2013 - #1)Forschner Victorinox Fibrox 3.25" paring knife, #2)K-Sabatier 8" chef knife, #3)Bester 1200 grit stone, #4)20x jeweler's loupe, #5)Universal stone holder/flattening stone/strop kit  and #6)Victorinox Rosewood 10.25" bread knife ... and yes I know all about how a 10" knife is a much better profile but the 8" K-Sab I was planning to start off with is just to develop my sharpening skills and ease my wife into the brand new world of carbon
2014 - If Nogents are still available for purchase ... #1)Sabatier Nogent 6" slicer ,#2)Sabatier Nogent 10" chef knife and #3)Sabatier Nogent 4" paring knife
2015 - #1)Sabatier Nogent 8" fish fillet knife, #2)Idahone 12" fine ceramic honing steel, #3)Deburring Felt Block and #4)Suehiro Rika 5,000 grit stone  
2016 - #1)Angle Cube, #2)Chosera 400 grit stone, #3) K-Sabatier 10" slicer and #4)K-Sabatier 5" boning knife
2017 -  #1)Richmond Artifex 7.5" santoku, #2)8,000 grit Snow White stone
2018 - #1)Richmond Artifex 9.4" chef knife, #2)Richmond Artifex 3.15" paring knife and #3)Richmond Artifex 6.75" nakiri 
2019 - #1)Chosera 1,000 grit stone and #2)Richmond Artifex 10.5" bread knife
2020 - #1)3,000 grit Chosera stone
2021 - #1)K-Sabatier/Thiers-Issard Sabatier Elephant carving set
2022 - #1)Masamoto VG 240mm gyuto   

Do you think the Nogents will all be gone by this Christmas?  If not, then maybe I should start out with spending all of my money on the Nogents?  Would hate to miss out on being the last generation that could buy them brand new.  I can always get the K-Sabs or Thiers-Issard later but get the feeling that the Nogent line makes a much better slicer.  BDL, how does your Nogent 10" chef knife rank in comparison to your K-Sab?  (I know you're also an Ultimatum/Konosuke man too)  Are the Nogents only more special in their smaller/midsize knives?  Just curious.

Thanks again for all of your help in showing me prioritize.  Is it wrong for me to want to eventually get so many other knives than just the three or four I'm only supposed to need when starting off?


----------



## homeboy chopper (Jun 27, 2013)

Oh and if you want to see how strangely OCD I've become about my knives to be, I've even developed a more detailed budget/sharpening plan.  How does this look?  I know it's not normal to give so much thought to knives I don't yet own but hopefully I'm not alone here on Cheftalk....

2013 ($230) -  Initially get the #1)K-Sabatier 8" chef knife ($70).
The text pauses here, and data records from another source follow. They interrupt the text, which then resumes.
PR #6521, opened 2022-11-16
fix hide event registration leak

### LINKED ISSUE #6520: listenToTriggersV2 is leaking listeners
Consider the following code in listenToTriggersV2:

    // all listeners
    const listeners: Array<() => void> = [];
  
    // lazy listeners registration
    const _registerHide: Array<() => () => void> = [];
    const registerHide = () => {
      // add hide listeners to unregister array
      _registerHide.forEach((fn) => listeners.push(fn()));
      // register hide events only once
      _registerHide.length = 0;
    };
  
    // register open\close\toggle listeners
    parsedTriggers.forEach((trigger: Trigger) => {
      const useToggle = trigger.open === trigger.close;
      const showFn = useToggle ? options.toggle : options.show;
  
      if (!useToggle && trigger.close && options.hide) {
        const _hide = renderer.listen(target, trigger.close, options.hide);
        _registerHide.push(() => _hide);
      }
  
      if (showFn) {
        listeners.push(renderer.listen(target, trigger.open, () => showFn(registerHide)));
      }
    });
  
    return () => {
      listeners.forEach((unsubscribeFn: () => void) => unsubscribeFn());
    };

This line `const _hide = renderer.listen(target, trigger.close, options.hide);` registers a hide listener. 
At this moment listener `hide` already registered and needs to be unregistered.

Actual `registerHide` function might not be called at all because the show will never be triggered and `_hide` event subscriptions leaks.
I'm not really sure what this code should do but most probably you want to lazy-register hide. 
It means the code should be adjusted like this:

      if (!useToggle && trigger.close && options.hide) {
        _registerHide.push(() => renderer.listen(target, trigger.close, options.hide));
      }

ngx-bootstrap: 9.0.0
Angular: 14
Bootstrap: 5
Build system: Angular CLI

sherlock1982:
This make event registration truly lazy and fixes #6520


Alexveselun (approved):
Testing completed. No critical issues were found

valorkin (approved):
thank you

PR #6540, opened 2022-12-20
fix(datepicker): fixed disabled state on datepickers

### LINKED ISSUE #6471: Datepicker weird behavior when isDisabled is true.
Reproducible directly in the doc: https://valor-software.com/ngx-bootstrap/#/components/datepicker?tab=overview#disabled-datepicker

The datepicker, when enabled looks like this:
image

When isDisabled is set to true, the arrows to change month are hidden:
image

Furthermore, if we click on the year or month labels we are brought to a selection of year or month respectively, but the selection is also disabled, so we are stuck there.

This is not so bad in the datepicker, but as soon as you display a range that spans more than 1 month, the user will not be able to see where exactly the range ends:
image

I expected isDisabled to either not allow navigation at all by graying out the year/month labels also. But thinking about it, the range problem would still exist. So I suggest that isDisable prevents any new user input but keeps allowing all the calendar interactions.

Either way, I think that both options are needed and in any case the current state should be considered flawed.

### LINKED ISSUE #6487: Datepicker - Readonly attribute being set when isDisabled is set
Hello everyone, I spotted a weird behavior in the datepicker library :
It appears the readonly attribute's value is set to isDisabled's value when it should really be added or removed.

**Expected behavior**

Use setAttribute or removeAttribute respectively when isDisabled is set to true or false.

SvetlanaMuravlova:
close #6471 
close #6487


Alexveselun (approved):
Testing completed. No critical issues were found

Alexveselun (approved):

valorkin (approved):

Issue #4203, opened 2018-04-06
feat(datepicker): Support selection without implicit hide


sebek64:
### Bug description or feature request:

It'd be useful to allow disabling auto-hide on date selection. Use-case: a custom component combines datepicker with a custom timepicker. Visibility toggling is handled by the wrapping component. Currently, I need to call show() in onHidden (and asynchronously inside setTimeout, since it doesn't work directly).

### Versions of ngx-bootstrap, Angular, and Bootstrap:

ngx-bootstrap: 2.0.3

Angular: 4

Bootstrap: 3

mapsgeek:
thank you, you gave me a work around this, i need the datapicker to keep open by default and its value gets changed based on a click to another element which holds the range value, but the picker keeps closing and i have to click the input so it shows again.
it would be great if they can solve this so it keeps shown

neilime:
👍 it will be usefull to have a config option like hideOnSelect to disable auto-hide on date selection

jecarney:
Bumping this! When I use the workaround, the daterangepicker flickers on and off no matter how short the setTimeout.

gibahjoe:
Hi, what the update on this feature? Right now, I am using the datepicker with time and once the date is selected the picker closes even though a time has not been selected.

PR #6638, opened 2024-02-12
feat(datepicker): add apply and cancel buttons

keanan-meier:
# New feature description
This feature adds the option to enable an "Apply" and "Cancel" button to the datepicker. When enabled, the datepicker does not emit the change event from the view to the model until the value is applied by the new apply button. If the user chooses to cancel, the datepicker's value is reset back to the value of the model.

When this option is enabled it also keeps the datepicker open until the user applies, cancels, or dismisses the picker. This change improves the pickers behaviour when showTimePicker is also enabled as it allows the user to adjust both the date and time without the datepicker closing automatically after the date is updated. An issue discussed in #4203 .

The following new related config options have been added:

- showApplyButton
- showCancelButton
- applyButtonLabel
- cancelButtonLabel
- applyPosition

The css has also been slightly tweaked to improve appearance when all buttons are enabled. (Today, Clear, Apply and Cancel).

# PR Checklist

 - [X] added/updated tests.
 - [X] added/updated API documentation.
 - [X] added/updated demos.

### DIFF
--- a/apps/ngx-bootstrap-docs/src/ng-api-doc.ts
+++ b/apps/ngx-bootstrap-docs/src/ng-api-doc.ts
@@ -712,13 +712,14 @@ export const ngdoc: any = {
         name: 'showApplyButton',
         defaultValue: 'false',
         type: 'boolean',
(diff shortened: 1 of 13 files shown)


Maxie42:
I'd love to have this, would it be possible to fix the conflicts and get it merged? :)

PR #6743, opened 2025-05-14
fix: package.json types reference

joshvanallen:
Fixes the type references to enable apps that wants to use `moduleResolution:nodenext`

I have an [example repo](https://github.com/joshvanallen/ngx-bootstrap-module-resolution) that folks can use to play with that updates the package.json to the correct location. This uses 18.1.3 but the root package.json is still the same.

If we can, would love to apply this to 18.x.x as well.


joshvanallen:
@valorkin and @lexasq, brand new contributor to this repo so not too sure if you already get alerts for new PRs. Sorry if you do for the double alerts!

valorkin (approved):

valorkin:
thx for help!

PR #6810, opened 2026-05-21
feat(animations): replace @angular/animations with native CSS transitions for zoneless compatibility

### LINKED ISSUE #6784: Angular animations package is deprecated, ngx-bootstrap not working without
Since Angular 20.2, the @angular/animations package is [deprecated](https://angular.dev/guide/animations/migration).
Angular has a new set of [features for animations](https://angular.dev/guide/animations), mostly based on native CSS transitions and keyframes.

Removing the `BrowserAnimationsModule` or `provideAnimations()` from the providers results in errors for ngx-bootstrap components, such as dropdown and collapse.

As per the current documentation, Angular intents to remove the old animations package with Angular v23.

Migrating away from the animations package would allow developers to save on bundle size even today.
As of today, this issue prevents developers to migrate away.

### LINKED ISSUE #6808: Zoneless migration from version 21.2.0
Does this mean the angular application which still uses zone.js will not be supported going forward? As in if I need to upgrade to 21.2.0, I have to migrate my entire application to zoneless? And this path is empty as well:

https://github.com/valor-software/ngx-bootstrap/blob/v21.2.0/ZONELESS_MIGRATION_PLAN.md

DerekLiang:
## Summary
- Per Angular official doc https://angular.dev/api/animations/animation, `@angular/animations` is deprecated.
- Removes `@angular/animations` (and `BrowserAnimationsModule`) as a peer dependency entirely, eliminating the requirement to provide `BrowserAnimationsModule` in zoneless Angular applications
- Replaces all Angular animation triggers in `collapse`, `dropdown`, `datepicker`, and `typeahead` with native CSS `height` transitions driven by `requestAnimationFrame` + `transitionend` — the same pattern Angular's own migration guide recommends
- All `transitionend` handlers guard against bubbled child events (`e.target` + `e.propertyName` checks) and are properly cleaned up in `ngOnDestroy`
- Schematics updated to no longer inject `BrowserAnimationsModule` on `ng add`
- Fix animation issues （all animations are broken） that caused by zoneless migration

## Motivation

`@angular/animations` is deprecated as of Angular v20.2 and is incompatible with zoneless change detection — components using `AnimationBuilder` trigger zone re-entry via internal `setTimeout`/`requestAnimationFrame` calls, breaking zoneless apps. This was reported in issues #6784 and #6808.

## Changes by component

**Collapse** — `AnimationBuilder`-based player replaced with a `scrollHeight`-to-`0` CSS height transition; `transitionend` is guarded against child bubbling and `ngOnDestroy` cancels any pending rAF.

**Dropdown** — Both the inline (`BsDropdownDirective.playAnimation`) and dynamic-container (`BsDropdownContainerComponent`) paths use the same rAF-deferred transition; stale handlers cancelled on re-open and on destroy. `BsDropdownConfig` provider uses `Optional + SkipSelf` so nested dropdowns inherit parent config correctly.

**Datepicker / Daterangepicker** — `[@datepickerAnimation]` trigger removed from template; open animation implemented in `_animateDatepicker()` with `positionServiceEnable()` called in `transitionend` callback (replacing the `(@datepickerAnimation.done)` binding).

**Typeahead** — `[@typeaheadAnimation]` trigger removed; `_animateIn()` uses rAF deferral consistent with the other components; hardcoded `height: 100px` CSS override that was masking the dynamic height removed.

## Testing

All existing unit tests pass. Visual animations verified manually in the demo app for all four components.

Closes #6784
Closes #6808

🤖 Generated with [Claude Code](https://claude.com/claude-code)


DerekLiang:
@lexasq Could you please provide feedback? Thank you!

lexasq:
Hi @DerekLiang, looks interesting, I'll check it out this week

lexasq:
I understand the idea, but we're just putting a lot more lifting on the ts than it could be. Would you consider to take a look at where we could utilize css native animations instead of rAF?

PR #3239, opened 2026-09-09
ci(release): advance seeded prereleases daily at Zurich time

SDAChess:
## Summary

Advance an explicitly seeded pre-release series daily at 14:00 Europe/Zurich, including daylight saving changes. Without a matching `vX.Y.Z-pre.1`, the workflow creates no tag and never guesses whether the next release is a minor or patch.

Then a little while later get the #2)Bester 1200 grit stone ($50), #3)20x jeweler's loupe ($10) and #4)CKTG universal stone holder/flattening stone/strop kit ($60) on the same order.  Finally purchase the #4)Victorinox Rosewood 10.25" bread knife ($40).

2014 ($230) - If still available, order a #1)Sabatier Nogent 6" slicer ($70) to be used as a petty and a #2)Sabatier Nogent 10" chef knife ($110).  Later get a #3)Sabatier Nogent 4" paring knife ($50).  Practice sharpening cheap knives first, and then sharpen my own knives with the 1200 grit stone 4x/year.

2015 ($220) - If still available, order a #1)Sabatier Nogent 8" fish fillet knife ($70) and #2)Sabatier Nogent 3" paring knife ($50).  Later get the #3)Idahone 12" fine ceramic honing steel ($40), #4)Deburring Felt Block ($10) and #5)Suehiro Rika 5,000 grit stone ($50).  Sharpen and oil* all knives 4x/year, eventually going from 1200 - 5K.  *The wood handles will need a periodic oiling as needed, preferably a self curing oil like walnut or grape seed as it does not remain oily*  Flatten stones and sharpen the Wüsthof stainless steel steak knives & Victorinox bread knife just once.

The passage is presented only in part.